▸ Exercise details
Could you write out, word for word, each line from the one containing "weilixu: Confirmed with" to the last line of the data below, both included and nothing more?

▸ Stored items
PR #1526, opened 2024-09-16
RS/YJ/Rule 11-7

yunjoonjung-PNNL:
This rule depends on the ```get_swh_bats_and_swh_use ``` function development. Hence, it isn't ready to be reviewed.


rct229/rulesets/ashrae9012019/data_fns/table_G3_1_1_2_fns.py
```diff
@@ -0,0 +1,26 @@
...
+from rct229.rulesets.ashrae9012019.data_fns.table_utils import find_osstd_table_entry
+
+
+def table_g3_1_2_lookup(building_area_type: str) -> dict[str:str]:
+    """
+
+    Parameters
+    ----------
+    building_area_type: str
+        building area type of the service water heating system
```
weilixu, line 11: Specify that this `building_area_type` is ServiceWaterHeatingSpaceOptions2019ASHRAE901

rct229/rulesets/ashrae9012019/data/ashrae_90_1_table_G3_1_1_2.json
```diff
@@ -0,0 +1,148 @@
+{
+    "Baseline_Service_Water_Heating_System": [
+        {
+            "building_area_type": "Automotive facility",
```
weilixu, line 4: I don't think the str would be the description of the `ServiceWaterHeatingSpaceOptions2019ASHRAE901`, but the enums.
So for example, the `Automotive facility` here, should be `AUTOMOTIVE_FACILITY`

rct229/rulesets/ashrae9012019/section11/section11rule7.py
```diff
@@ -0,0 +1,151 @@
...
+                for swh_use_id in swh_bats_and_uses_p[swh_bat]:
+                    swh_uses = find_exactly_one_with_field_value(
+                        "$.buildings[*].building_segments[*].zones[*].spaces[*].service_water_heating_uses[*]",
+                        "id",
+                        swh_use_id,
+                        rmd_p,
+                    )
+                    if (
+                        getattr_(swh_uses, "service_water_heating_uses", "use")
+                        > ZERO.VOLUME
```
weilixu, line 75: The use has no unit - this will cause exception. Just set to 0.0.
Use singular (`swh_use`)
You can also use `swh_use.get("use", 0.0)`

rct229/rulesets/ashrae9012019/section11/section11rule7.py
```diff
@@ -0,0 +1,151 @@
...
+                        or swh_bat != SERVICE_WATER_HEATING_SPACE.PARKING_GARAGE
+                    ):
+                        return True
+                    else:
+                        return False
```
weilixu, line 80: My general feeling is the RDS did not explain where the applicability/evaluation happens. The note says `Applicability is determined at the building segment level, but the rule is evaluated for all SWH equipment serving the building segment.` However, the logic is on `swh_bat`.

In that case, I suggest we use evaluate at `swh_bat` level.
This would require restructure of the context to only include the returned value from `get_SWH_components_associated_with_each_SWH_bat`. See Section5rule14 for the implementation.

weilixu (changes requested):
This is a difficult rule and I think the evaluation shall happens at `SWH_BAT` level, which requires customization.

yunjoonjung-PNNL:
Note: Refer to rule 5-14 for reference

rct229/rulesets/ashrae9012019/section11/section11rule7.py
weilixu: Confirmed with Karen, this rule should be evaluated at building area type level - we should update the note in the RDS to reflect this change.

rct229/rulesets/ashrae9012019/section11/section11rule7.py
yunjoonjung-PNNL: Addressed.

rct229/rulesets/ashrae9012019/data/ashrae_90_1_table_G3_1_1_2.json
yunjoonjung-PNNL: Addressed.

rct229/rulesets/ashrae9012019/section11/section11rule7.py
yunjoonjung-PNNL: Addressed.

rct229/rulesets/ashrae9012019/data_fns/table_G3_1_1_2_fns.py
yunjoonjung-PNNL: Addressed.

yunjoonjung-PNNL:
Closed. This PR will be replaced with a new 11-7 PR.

▸ Solution for this exercise
weilixu: Confirmed with Karen, this rule should be evaluated at building area type level - we should update the note in the RDS to reflect this change.

rct229/rulesets/ashrae9012019/section11/section11rule7.py
yunjoonjung-PNNL: Addressed.

rct229/rulesets/ashrae9012019/data/ashrae_90_1_table_G3_1_1_2.json
yunjoonjung-PNNL: Addressed.

rct229/rulesets/ashrae9012019/section11/section11rule7.py
yunjoonjung-PNNL: Addressed.

rct229/rulesets/ashrae9012019/data_fns/table_G3_1_1_2_fns.py
yunjoonjung-PNNL: Addressed.

yunjoonjung-PNNL:
Closed. This PR will be replaced with a new 11-7 PR.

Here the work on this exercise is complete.